But no amount of genius coaching, talent or crack could get me to want to see the Dolphins win a game. While I have switched favorite teams three times in 18 years, I hated the Fins since I was 4, and that's one thing that will never change.


----------



## purtman

Steve Mehs said:


> You're still around I see
> 
> Fact: The 2007-2008 New England Patriots are the best team in NFL history
> Fact: When in doubt always blame the officials


:lol. yeah, once in a while. There are some real garbage mouths on here that have pushed me away. When people start using the off-color language, it usually means they can't come up with the correct word in English. Have a great holiday. Are you going to the Sabres' outdoor game? I'd love to check that out. I hope NHL Network broadcasts it.


----------



## jimbo09

jodyguercio said:


> 1) How would the Pats of this year stack up against the Ravens of 2000? Defense wins championships and the Pats dont have much of one
> 
> 2) The 1985 Chicago Bears?
> 
> Lets answer those two questions before we go crowning anyone anything.
> 
> Yea Yea I know my avi is the Texans and yes I am a Texans fan and a proud one at that.7-7 with two to play and still a slim shot at the playoffs, heres hoping


The '85 Bears, with their 46 defense...designed to stop the run and hurry the passer, would probably lose to the Pats about as bad as they lost to Miami that year. It would almost be like they were playing a team from the future


----------



## djlong

You would also have to adjust the player SIZES if you're comparing eras. The Steelers of the 1970s wouldn't make the practice squad of the Dolphins this year because even the smallest player outweighs them by dozens of pounds and towers over them.

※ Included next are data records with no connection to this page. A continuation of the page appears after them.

PR #51, opened 2016-10-21
Add RFC for concise lambda syntax.

jemc:
[Rendered](https://github.com/ponylang/rfcs/blob/0c6aebdf80ef61a2acc2d990506f9f4639f25b13/text/0000-concise-lambda-syntax.md).

### DIFF
--- a/text/0000-concise-lambda-syntax.md
+++ b/text/0000-concise-lambda-syntax.md
@@ -1,0 +1,95 @@
+- Feature Name: concise-lambda-syntax
+- Start Date: 2016-10-20
+- RFC PR:
+- Pony Issue:
+
+# Summary
+
+This proposal shortens the lambda literal syntax to match the concise lambda type syntax.
+
+# Motivation
+
+In an actor language like Pony where all work crossing an actor boundary must take place asychronously, lambdas are a critical feature, whether chained to promises or as direct callbacks to asynchronous operations.
+
+However, in my experience with Pony codebases lambdas aren't as widely used as you might otherwise think, and I believe this is due to a set of usability issues that make dealing with lambdas more painful than it should be. One of these issues is that they are not very concise in syntax.
+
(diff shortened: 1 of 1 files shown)


jemc:
Note that this syntax change proposal was originally suggested by @sylvanc in passing, shortly after the lambda type syntax was added: https://github.com/ponylang/ponyc/issues/415#issuecomment-191354626

malthe:
Is it absolutely necessary to wrap in curly braces – in terms of grammar – ?

It would be clearer without them I think, but that perhaps goes against Pony's easy to parse grammar.

jemc:
@malthe - Parse-wise, I think it will be necessary both to have a token at the beginning that identifies what comes next, and a token at the end to mark the end of the lambda and the beginning of the code that is to follow.  So I think the answer is yes - if we don't want to make the Pony grammar more complex than LL(1) we need both the opening brace and the closing brace.

jemc:
Also, even if we decided it's okay to make pony harder to parse, note that having no ending terminator makes it ambiguous - there's no telling when the lambda code ends and the outside-of-lamba code begins (well, without using a whitespace-significant grammar like python or coffeescript).

``` pony
let f = (db: Database, doc: Document) =>
  doc.foo = "foo2"
  doc.bar = "bar2"
  db.update(doc)

let x = "foo" // is this inside the lambda or outside of it?
```

malthe:
True – but in your example, parentheses sort of "help" to delimit the lambda. Perhaps the `lambda ... end` could simply be dropped in that fairly general case:

``` pony
let c = a.map[U32]((a: U32): U32 => a * 2)
```

jemc:
@malthe - the lack of the starting marker in your example still causes LL(1) problems, as far as I can see.  Using the parentheses in this way probably also causes LL(1) problems, but I'm not as sure about that.

Also, I think it becomes pretty awkward to look at and parse when there are multiple parameters:

``` pony
foo.bar((a: U32): U32 => a * 2, 5)
```

``` pony
promise.next[U32]((a: U32): U32 => a * 2, (): U32 => 99)
```

Also, if we abandon the curly braces, then the benefits of matching the lambda type syntax are lost.

jemc:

It's like trying to say that the 1927 Yankees would have beaten the Big Red Machine of '75 or the late 90s Yankee teams. Different era, different parks, different training methods and that's BEFORE any talk of steroids. Did Babe Ruth ever SEE a knuckleball?


----------



## Steve Mehs

purtman said:


> :lol. yeah, once in a while. There are some real garbage mouths on here that have pushed me away. When people start using the off-color language, it usually means they can't come up with the correct word in English. Have a great holiday. Are you going to the Sabres' outdoor game? I'd love to check that out. I hope NHL Network broadcasts it.

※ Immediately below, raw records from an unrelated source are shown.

PR #62, opened 2016-10-23
Subtype checking

Praetonus:
[Rendered](https://github.com/Praetonus/rfcs/blob/subtype-checking/text/0000-subtype-checking.md).

### DIFF
--- a/text/0000-subtype-checking.md
+++ b/text/0000-subtype-checking.md
@@ -40,16 +40,16 @@ The single keyword `iftype` is proposed for consistency with the `ifdef` keyword
 
 ## Specialised generic functions
 
-These function signatures are syntactically similar to case functions
+These function signatures are syntactically similar to case functions. A function without an `iftype` guard is called a default function and a function with an `iftype` guard is called a specialisation.
 
 ```pony
-fun foo(x: A): B => // Default implementation. Optional.
+fun foo(x: A): B => // Default function. Optional.
 fun foo(x: A): B iftype A <: B => // A is constrained to B in this specialisation.
 ```
 
-If the subtyping relationship isn't verified, the default implementation is used. If there is no default implementation, the function is completely removed from the associated type. Since `A` must be a generic parameter, functions would only be conditionally removed from specific reifications of generic types. This wouldn't impair type checking.
+If the subtyping relationship isn't verified, the default function is used. If there is no default function, the function is completely removed from the associated type. Since `A` must be a generic parameter, functions would only be conditionally removed from specific reifications of generic types. This wouldn't impair type checking.
 
-If multiple specialisations of the same function are supplied with different subtyping constraints, the implementation with the matching relationship is selected. If multiple implementations match, causing ambiguity, a compilation error is issued.
+If multiple specialisations of the same function are supplied with different subtyping constraints, the specialisation with the matching relationship is selected. If multiple specialisations match, causing ambiguity, a compilation error is issued.
 
 The type of every specialisation of a function must be a subtype of the type of the default function. If there is no default function, there is no subtyping requirement. This is safe because for any given reification of the function, only one specialisation can match.
 
--- a/text/0000-subtype-checking.md
+++ b/text/0000-subtype-checking.md
@@ -1,0 +1,86 @@
+- Feature Name: subtype-checking
+- Start Date: 2016-10-23
+- RFC PR:
+- Pony Issue:
+
+# Summary
+
+Add a language construct allowing programmers to get information on subtyping relationships. This construct could be used in conditionals to conditionally compile code, or in method signatures to conditionally compile a whole method.
+
+# Motivation
+
+There are two main areas that can be improved by this feature.
+
+First, there are a lot of cases where it would be useful to have a method on some reified versions of a generic type, but not in the general case. For example, a `string()` method could be added to the `Array[A]` class in the standard library when `A` is a subtype of `String`.
+
+Second, this can greatly help performance. Currently, the only way to "specialise" an implementation for a specific subtype is to use pattern matching on an interface (see `String.append` for an example). This has a runtime cost, which wouldn't exist in a compile-time specialisation. Combined with type parameter inference, it could be a nice way to provide user-friendly static dispatch in the language.
+
+# Detailed design
+
+The core idea is to add a new "is subtype" binary operator, working on types at compile-time. The expression `A <: B`, with `A` a generic type and `B` an arbitrary type (including complex types) would return true if `A` is a subtype of `B` and `false` otherwise. If the result of the expression is true, `A` becomes constrained to `B` (i.e. as if declared as `[A: B]`) for the rest of the current block of code. Since that last property can dramatically change the code that must be generated, the `<:` operator is only allowed in two specific cases, detailed later in the RFC.
+
+`A` can also be a tuple of generic types to allow checking multiple types at the same time, e.g. `(A1, A2) <: (B1, B2)`. In that case, `A1` becomes constrained to `B1` and `A2` becomes constrained to `B2`.
+
+If it can be proven that `A <: B` is always true (`A` is already constrained to `B`) or always false (`B` isn't a subtype of the existing constraint of `A`), a compilation error could be issued.
+
+## The `iftype` conditional
+
+The syntax of this new conditional is
+
+```pony
+iftype A <: B then
+  // Generate this block if A is a subtype of B.
+  // A is constrained to B in this block.
+else
+  // Generate this block otherwise
+end
+```
+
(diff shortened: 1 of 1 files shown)


jemc:
@Praetonus - thanks for taking the time to write this up.  I like your choice of syntax, and I don't disagree with anything in the proposal.

---

Would it be possible to create an `iftype`-guarded method that has no default implementation?  That is, the method would only be a part of the type when the guard clause held true.  This seems desirable to me, but it's not immediately clear if it would cause other problems in the type system.

Praetonus:
> Would it be possible to create an iftype-guarded method that has no default implementation? That is, the method would only be a part of the type when the guard clause held true. This seems desirable to me, but it's not immediately clear if it would cause other problems in the type system.

Yes, I talk about it in the specialised functions section. I think I'll reword that section a little bit because the vocabulary isn't consistent currently.

jemc:
Thanks, that change does make it clearer. :+1:

malthe:
It seems to me that unless you're matching on a specific type then the compiler won't be able to work around dynamic dispatch.

In the case of `String.append`, wouldn't it be good enough if you could tell the compiler to specialise the method for the two types `String box` and `Array[U8] box` – ?

Alas, this is something you get for free with a JIT-compiler.

malthe:
This might be an alternative syntax. Example taken from https://github.com/ponylang/ponyc/pull/1360.

``` pony
fun clone(): Array[this->A!] iso^ where A <: Any #send
```

It's a reuse of `where` but I think it's possibly easier to read and definitely say.

jemc:
@malthe - the motivation for using `iftype` is again the pesky LL(1) grammar requirement - it is a marker that lets the parser know what's coming next.  There is some discussion about this in the original ticket that formed the basis of this RFC: https://github.com/ponylang/ponyc/issues/683

However, after playing with the parser a bit last night I think it might be possible to parse `<:` in the grammar just like any other infix operator (without compromising LL(1)), then impose limits in the `syntax` pass for what is possible to put on the left hand side and right hand side.  I'll investigate a bit more and report back here.  If we can make it work, then we can indeed avoid adding the `iftype` keyword, and use the `<:` operator in "normal" (value-oriented) `if` statements and function guards.

``` pony
if A <: B then
  // Generate this block if A is a subtype of B.
  // A is constrained to B in this block.
else
  // Generate this block otherwise
end
```

Praetonus:
> It seems to me that unless you're matching on a specific type then the compiler won't be able to work around dynamic dispatch.

Yes, this will only be applicable when the program has some static informations about subtyping. But I think this is the common case, for example you rarely call `String.append` with a `ReadSeq`, you generally have a concrete object like a `String` or an `Array[U8]` to pass to the function.

> In the case of String.append, wouldn't it be good enough if you could tell the compiler to specialise the method for the two types String box and Array[U8] box – ?

An hypothetic implementation of `String.append` with that feature could be

``` pony
fun ref append[A: ReadSeq](seq: A, ...): String ref^ =>
  iftype A <: (String box | Array[U8] box) then
    // Fast append for byte sequences.
  else
    // Generic append for other stuff.
  end
```

That kind of function would be much more convenient to use once generic type inference is in.

> _`where` syntax_

IIRC, the syntax for guards was changed from `where` to `if` a while ago. I used `iftype` here mainly for consistency with other guards.

> However, after playing with the parser a bit last night I think it might be possible to parse <: in the grammar just like any other infix operator (without compromising LL(1)), then impose limits in the syntax pass for what is possible to put on the left hand side and right hand side. I'll investigate a bit more and report back here. If we can make it work, then we can indeed avoid adding the iftype keyword, and use the <: operator in "normal" (value-oriented) if statements and function guards.

I thought about that too but I don't think it would be good. Since `<:` can change the generated code, we can't treat the result as a plain boolean. The `iftype` block is a straightforward way to make sure that no runtime value will interfere. With a standard `if` block, we'd have to add lots of verifications and that would be error prone.

jemc:
> I thought about that too but I don't think it would be good. Since `<:` can change the generated code, we can't treat the result as a plain boolean. The `iftype` block is a straightforward way to make sure that no runtime value will interfere. With a standard `if` block, we'd have to add lots of verifications and that would be error prone.

You're right, those are good reasons to stay away from that line of approach.

Praetonus:
I've amended the RFC to allow things like this

``` pony
// C2 <: C1

fun foo() iftype A <: C1
fun foo() iftype A <: C2
```

The most specialised function (i.e. the one with the most specific subtype in the constraint) will be used, but there must be an appropriate subtyping relationship between the function types.

This is a generalisation of the default case, as `fun foo()` is the same thing as `fun foo() iftype A <: Any`.

jemc:
@Praetonus - good call.  This will allow for useful things like:

``` pony
fun foo() iftype A <: Integer[A]
fun foo() iftype A <: Any #share
fun foo()
```

malthe:
I don't think the `issubtype` operator is really necessary for what the proposal motivates. Is there something in the way for just having:

``` pony
fun foo(): C iftype A: Integer[A] =>
```

That is, to use the same semicolon as we already use in generics and use `iftype` only to impose a type constraint per-method.

I don't see how the following `iftype` avoids dynamic dispatch:

``` pony
iftype A <: (String box | Array[U8] box) then
  // Fast append for byte sequences.
else
  // Generic append for other stuff.
end
```

How can that be "fast" if the compiler anyway has to operate on A using dynamic dispatch due to there being a union of two types?

jemc:
@malthe - the principle motivation of this RFC is not to avoid all dynamic dispatch - it is to provide specialized implementations of generic methods that are resolved when the generic type is reified.

To use your same example, this RFC will allow us to do this (note that I've expanded the comment to be more explanatory of what will be going on):

``` pony
iftype A <: (String box | Array[U8] box) then
  // Fast append for byte sequences, using memcpy with the underlying pointer.
else
  // Generic append for other stuff, pushing bytes one-by-one in a loop.
end
```

Instead of this:

``` pony
match seq | let seq': (String box | Array[U8] box) =>
  // Fast append for byte sequences, using memcpy with the underlying pointer.
else
  // Generic append for other stuff, pushing bytes one-by-one in a loop.
end
```

Both examples allow us to specialize and use `memcpy` when we have a type that exposes a pointer to a contiguous chunk of memory.  The difference is that one case will specialize at compile time (when the method is reified) and the other will specialize at runtime (forcing a `match` cost every time the function is executed).  This is a winning scenario for performance, but the only catch is that we have to have the sufficiently specific type passed in as a type parameter (`A`) in order for it to work.

> I don't think the `issubtype` operator is really necessary

There is no `issubtype` keyword in the RFC, so not sure what you're talking about here.

SeanTAllen:
In case I haven't mentioned, I very very much want this feature. This would be huge for us with our application where we are paying that match cost a ton.

Praetonus:
@malthe Like @jemc said, since `A` is a generic type, the function is fully reified at compile-time with the concrete type, as if you wrote the function with e.g. `String` everywhere `A` appears. That means if we call the function with `String`, we will call `String.cstring()` directly, and not `(String box | Array[U8]).cstring()`.

The constraint of a generic is purely a compile-time concept for type checking, it doesn't mean we'll use the vtable of the constraint at runtime.

Praetonus:
> There is no issubtype keyword in the RFC, so not sure what you're talking about here.

I think @malthe is talking about `<:`.

Yes, it would be conceivable to use `:` for consistency. We could also use `<:` everywhere, including in the existing constraints, since `<:` is used in several languages (and in the Pony tutorial) to denote subtyping. That would break a lot of existing code, though.

jemc:
I'm in favor of keeping `<:` as this RFC currently describes, rather than using `:` for the new `iftype` conditions.  I think `<:` reads quite well when read as "is a", and I also think it would be better not to continue overloading new meanings on the `:` symbol.

I would also be in favor of using `<:` to specify type parameter constraints.  As you mention this would break code, but I think it would be more consistent and more readable overall.  However, I think it would be better to scope this effort in a different RFC.

malthe:
@jemc, thanks – now I get it. I think what I had somehow missed is that of course the `iftype` operator only restricts on the reified generic type or types.

jemc:
@Praetonus want to go to final comment period on this?

Praetonus:
@jemc I'd like to resolve the question about `A :< B` always true/false resulting in a compilation error before going into final comment period. Being able to identify redundancy would be good but it might prove frustrating to users when their otherwise valid code is deemed suboptimal by the compiler.

Praetonus:
Actually, since type checking is fully done before reification, the programmer doesn't know less than the compiler about subtypes and can easily figure out what's wrong. So maybe that's not a problem after all.

Praetonus:
Since nobody raised an argument against this, I'm going to amend the RFC and put it into final comment period.

Praetonus:
After giving it some additional thoughts, an error when `A :< B` is always true doesn't seem right. It will basically forbid the use of the function with every subtype of `(B & [constraint of A])`. I'll remove that.

The always false part is fine since it depends only on `B`, which can't be generic.

jemc:
This looks to be ready for a vote tomorrow, so I'm switching the label.

Please speak up if it's not actually ready for some reason.

Praetonus:
Looks like I forgot to update the RFC with what I said above. I've updated it. It's probably still ready for vote since it is a minor change.

SeanTAllen:
@Theodus i'm really busy right now, can you create the issue for this?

No, I can come up with the correct English word, but what difference is a word if the meaning is the same. No, unfortunately I won't be at the Winter Classic, but I'll be at the Arena watching the game on the Jumbotron. The game will be on NBC so everyone can watch, I can't wait. Merry Christmas to you too as well.


----------



## purtman

Steve Mehs said:


> No, I can come up with the correct English word, but what difference is a word if the meaning is the same. No, unfortunately I won't be at the Winter Classic, but I'll be at the Arena watching the game on the Jumbotron. The game will be on NBC so everyone can watch, I can't wait. Merry Christmas to you too as well.


The difference Steve is that it's very offensive to many. I'm amazed at how many people will be careful about what they say in front of their kids but will say it when they're not around. It's call "hypocrisy".

Too bad you can't catch the game in person, but having the crowd at the arena is still pretty cool.


----------



## purtman

djlong said:


> You would also have to adjust the player SIZES if you're comparing eras. The Steelers of the 1970s wouldn't make the practice squad of the Dolphins this year because even the smallest player outweighs them by dozens of pounds and towers over them.
> 
> It's like trying to say that the 1927 Yankees would have beaten the Big Red Machine of '75 or the late 90s Yankee teams. Different era, different parks, different training methods and that's BEFORE any talk of steroids. Did Babe Ruth ever SEE a knuckleball?


I'm not sure when the knuckleball came around, but he did have to ride in trains to get everywhere. Talk about not getting any sleep. If he played today, he'd still be great.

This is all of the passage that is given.